● HOW TO COMPLETE THIS TASK: Look through the entries that follow and return each line that has the string "future".
EXTRACTED ENTRIES: Begin
PR #68, opened 2018-04-06
Dev

Xerus2000:


src/sp/it/pl/audio/tagging/Metadata.kt
```diff
@@ -235,7 +235,6 @@ class Metadata: Item, Serializable {
 
     private fun AudioFile.loadHeaderFields() {
         val header = this.audioHeader
-        header.bitRate
```
sghpjuikit: Good catch

gradle/project.gradle.kts
```diff
@@ -240,7 +259,7 @@ application {
             "-Dfile.encoding=UTF-8",
             "-ms"+(properties["player.memoryMin"] ?: "100m"),
             "-mx"+(properties["player.memoryMax"] ?: "3g"),
-            *properties["player.jvmArgs"]?.let { it.toString().split(' ').toTypedArray() }.orEmpty(),
+            *properties["player.jvmArgs"]?.toString()?.split(' ')?.toTypedArray().orEmpty(),
```
sghpjuikit: ++

src/sp/it/pl/audio/Item.kt
```diff
@@ -24,9 +24,9 @@ abstract class Item {
 
     /**
      * @return absolute file this item represents
-     * @throws RuntimeException if this item is not file based
+     * @throws IllegalArgumentException if this item is not file based
```
sghpjuikit: There is no reason to narrow down exception type. Pls use RuntimeException. Note that in the future, the method will return null or Try instead.

src/sp/it/pl/audio/Item.kt
```diff
@@ -24,9 +24,9 @@ abstract class Item {
...
      */
-    open fun getFile() = uri.toFileOrNull()!!.absoluteFile!!
+    open fun getFile() = File(uri).absoluteFile!!
```
sghpjuikit: This obscures that there is a possibility of exception occurring unless the reader specifically knows the specifics of new File(URI). Javadoc states this, but that is for the user of the API, not reader of this code. Pls use the old version, it makes it absolutely clear that NullPointerException is the only possible error outcome.

src/sp/it/pl/audio/Player.java
```diff
@@ -85,9 +85,9 @@
 	public static final InOutput<Item> anySelected = new InOutput<>(UUID.fromString("1a01ca96-2e60-426e-831d-93b24605595f"), "Selected anywhere", Item.class);
 
 	@IsConfig(name = "Remember playback state", info = "Continue last remembered playback when application starts.")
-	public static boolean continuePlaybackOnStart = true;
+	public static boolean continuePlaybackOnStart = false;
```
sghpjuikit: What is the reasoning behind changing the default?

src/sp/it/pl/audio/tagging/Metadata.kt
```diff
@@ -74,9 +74,9 @@ private typealias F = JvmField
  *
  * The getters of this class return mostly string. For empty fields the output
  * is "" (empty string) and for non-string getters it varies, but it is never
- * null. See documentation
- * for the specific field. The rule is however, that the check for empty value
- * should be necessary only in rare cases.
+ * null. See documentation for the specific field. // TODO outdated?
```
sghpjuikit: TODO is not a means to ask questions. Yes it is outdated. Pls remove the question mark. We want to not create a habit of abusing TODOs as a communication channel.

gradle/project.gradle.kts
```diff
@@ -74,8 +77,8 @@ allprojects {
 dependencies {
 
     // Kotlin
-    compile("org.jetbrains.kotlin", "kotlin-stdlib-jdk8", kotlinVersion)
-    compile("org.jetbrains.kotlin", "kotlin-reflect", kotlinVersion)
+    compile(kotlin("stdlib"))
+    compile(kotlin("reflect"))
```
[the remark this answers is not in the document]
Xerus2000: this new code doesn't need to specify kotlinVersion and stuff. It's a convenience feature of kotlin-dsl - seems much more clear and concise to me, since these are essentially language libraries

gradle/project.gradle.kts
```diff
@@ -177,29 +180,40 @@ tasks {
...
-                    println("Previous version of Kotlin compiler exists. Deleting...")
+                    println("Deleting obsolete version of Kotlin compiler...")
                     if (!kotlinc.deleteRecursively())
                         throw IOException("Failed to remove Kotlin compiler, location=$kotlinc")
                 }
 
                 try {
                     val url = URL("https://github.com/JetBrains/kotlin/releases/download/v$kotlinVersion/kotlin-compiler-$kotlinVersion.zip")
-                    val zip = ZipInputStream(url.openStream())
+                    val con = url.openConnection()
```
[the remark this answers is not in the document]
Xerus2000: The existing functionality isn't good for zips. And I wanted to provide a progress indicator, but that is only rudimentally implemented yet.

gradle/project.gradle.kts
```diff
@@ -177,29 +180,40 @@ tasks {
...
-                        } else {
-                            println("Downloading ${next.name}")
                         }
                     }
+                    zip.close()
                     if (!kotlinc.exists())
                         throw IOException("Kotlinc has not been downloaded successfully! Maybe the remote file is not a zip?")
 
                     file("$workDir/kotlinc/bin/kotlinc").setExecutable(true) // Allow kotlinc to be executed on Unix
+                    buildDir.resolve("build.txt").renameTo(kotlinc.resolve("build.txt"))
```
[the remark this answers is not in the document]
Xerus2000: it is a safety net, because if the kotlinc download is interrupted, it was previously left in an undetermined state. Now the task will simply redownload it.

src/sp/it/pl/audio/Player.java
Xerus2000: You don't expect your player to blast you down upon start by default, especially since this takes some time to start.

src/sp/it/pl/audio/Item.kt
Xerus2000: IllegalArgumentException is the exception that makes most sense here, since a non-file-based URI is an illegal argument to this function

src/sp/it/pl/audio/Item.kt
Xerus2000: The Exception occuring is specified in the KDoc. But you swallow the exception to then spit out a Nullpointerexception, thus the original Exception message, which might be helpful, is lost.

src/sp/it/pl/audio/tagging/Metadata.kt
Xerus2000: yeah idk what that was

gradle/project.gradle.kts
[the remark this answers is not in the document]
sghpjuikit: It brings in additional constructs developer needs to understand for no real benefit, but this lvl of trade-off is ok.

gradle/project.gradle.kts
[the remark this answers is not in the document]
sghpjuikit: ok

Is there a way to use libs/custom code in these scripts?

gradle/project.gradle.kts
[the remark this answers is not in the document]
sghpjuikit: How does renaming the file help the issue?

src/sp/it/pl/audio/Item.kt
sghpjuikit: Types of exceptions make no sense if noone is going/supposed to catch them, we are merely crashing the program here. This is an assert. Giving any specifics on the exception is meaningless here, in fact only distracts the developer. The throws clause was left there to document the invocation conditions the method relies on. Documenting runtime exceptions at all is counter-intuitive and wrong.

Pls, change the javadoc to describe the conditions and remove the throws altogether. There may be additional such methods in this class. Every one should document it the same way.

src/sp/it/pl/audio/Item.kt
sghpjuikit: In a program that calls this method in allowable conditions, such case will never happen. Exception or any information is unnecessary. You wouldnt argue against the String.toIntOrNull() method either - it also swallows exception. There are contexts where such method is problematic, for the behavior you describe, this is not such a case.

src/sp/it/pl/audio/Player.java
sghpjuikit: If you close the player with PAUSED or STOPPED, it will continue PAUSED or STOPPED. Perhaps it is only me, but preserving the state seems like a good default to me. You also turned off both preservePlabackState and startPaused, which already overrides the former. Was that necessary?

gradle/project.gradle.kts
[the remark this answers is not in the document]
Xerus2000: you can include another File I think

gradle/project.gradle.kts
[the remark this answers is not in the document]
Xerus2000: the file that tells the task that kotlinc is already downloaded is now stored somewhere else and only moved into the correct place after the download finished

src/sp/it/pl/audio/Item.kt
Xerus2000: my issue was not the swallowing of the exception in itself, but swallowing it to only spill out another unrelated Exception afterwards

src/sp/it/pl/audio/Item.kt
Xerus2000: so it should return null if it fails? But then you could just straight use `toFileOrNull()`, this function would be unneccessary in that case

src/sp/it/pl/audio/Player.java
Xerus2000: now that i think of it, this should be one multi-way config instead of two booleans. Either pick up state or start paused or - what is startPaused even for? will it start playing if both are false?

But it is simply expected behaviour for me as user that it doesn't continue playback on start unless told so. Every player I've used defaulted to start silent and most then had an option to keep playback state.

gradle/project.gradle.kts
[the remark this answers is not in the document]
Xerus2000: needs to understand? compile-kotlin-stdlib - pretty obvious in my eyes. There is no relevant information in the old version that helps you understand it better

src/sp/it/pl/audio/Item.kt
sghpjuikit: No it should fail. The conditions mandating the failure should be documented (item must be file based), the exception must not.

src/sp/it/pl/audio/Item.kt
sghpjuikit: any of this is irrelevant anyway, this is merely an assert we - if the developer calls the method when he should not, the program will crash. In the ideal scenario, there would be a throwIfNotFileBased() called somewhere, but this will be refactored to return null in such case anyway.

src/sp/it/pl/audio/Player.java
sghpjuikit: Ok

gradle/project.gradle.kts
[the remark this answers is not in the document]
sghpjuikit: Yes, developer no longer understands which version is being used and where do the libs come from (org.jetbrains.kotlin), because this information is not explicit. Sometimes less is not more. For all dev reading it knows - this can be a random library with names similar to kotlin libs.

gradle/project.gradle.kts
```diff
@@ -12,29 +16,28 @@ import kotlin.text.Charsets.UTF_8
...
-if (JavaVersion.current()!=javaVersion) {
+if (JavaVersion.current() !in supportedJavaVersions) {
     println("""org.gradle.java.home=${properties["org.gradle.java.home"]}
-		|Java version ${JavaVersion.current()} can't be used. Set $javaVersion as system default or create a "gradle.properties" file with "org.gradle.java.home" pointing to JDK $javaVersion""".trimMargin())
+		|Java version ${JavaVersion.current()} can't be used. Set one of ${supportedJavaVersions.joinToString()} as system default or create a "gradle.properties" file with "org.gradle.java.home" pointing to a supported Java version""".trimMargin())
     throw IllegalStateException("Invalid Java version: ${JavaVersion.current()}")
 }
 
 java {
-    targetCompatibility = javaVersion
```
sghpjuikit: Why was this deleted?

gradle/project.gradle.kts
```diff
@@ -142,25 +145,25 @@ tasks {
...
-    val jre by creating {
-        val jdkLocal = workDir.resolve("jre")
+    val jdk by creating {
+        val jdkLocal = workDir.resolve("java").toPath()
         group = "build setup"
-        description = "Makes JDK locally accessible in $jdkLocal"
+        description = "Links $jdkLocal to JDK"
         doFirst {
-            if (!jdkLocal.exists()) {
+            if (Files.notExists(jdkLocal)) {
```
sghpjuikit: Why using util for this?

gradle/project.gradle.kts
```diff
@@ -142,25 +145,25 @@ tasks {
...
                 println("Making JDK locally accessible...")
-                val jdkGlobalPath = System.getProperty("java.home").takeIf { it.isNotBlank() }
+                val jdk = System.getProperty("java.home").takeIf { it.isNotBlank() }
```
sghpjuikit: Use jdkPath, this is variable shadowing, which is evil. It's bad name anyway.

gradle/project.gradle.kts
```diff
@@ -172,52 +175,26 @@ tasks {
         }
     }
 
-    val kotlinc by creating {
+    val kotlinc by creating(Download::class) {
```
sghpjuikit: Is Download our class?

gradle/project.gradle.kts
```diff
@@ -142,25 +145,25 @@ tasks {
         exclude("*sources.jar", "*javadoc.jar")
     }
 
-    val jre by creating {
-        val jdkLocal = workDir.resolve("jre")
+    val jdk by creating {
+        val jdkLocal = workDir.resolve("java").toPath()
```
sghpjuikit: This breaks my .exe and the exe generator script. Pls notify me before making changes to directory structure.

src/sp/it/pl/audio/Item.kt
sghpjuikit: How was this resolved?

gradle/project.gradle.kts
Xerus2000: because sourceCompatibility and targetCompatibility are implicitly the latest version

gradle/project.gradle.kts
Xerus2000: No it's by a plugin, but it provides a great Download-Bar which means I was able to remove a lot of code

gradle/project.gradle.kts
Xerus2000: Surely. I just thought that something has to be done, because the applications says it's a JDK, and it is, but it's still called jre for some reason. Considering a future opportunity of it not needing a full JDK I resorted to call it Java.

gradle/project.gradle.kts
Xerus2000: will do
EXTRACTED ENTRIES: End
● EXPECTED OUTPUT:
sghpjuikit: There is no reason to narrow down exception type. Pls use RuntimeException. Note that in the future, the method will return null or Try instead.
Xerus2000: Surely. I just thought that something has to be done, because the applications says it's a JDK, and it is, but it's still called jre for some reason. Considering a future opportunity of it not needing a full JDK I resorted to call it Java.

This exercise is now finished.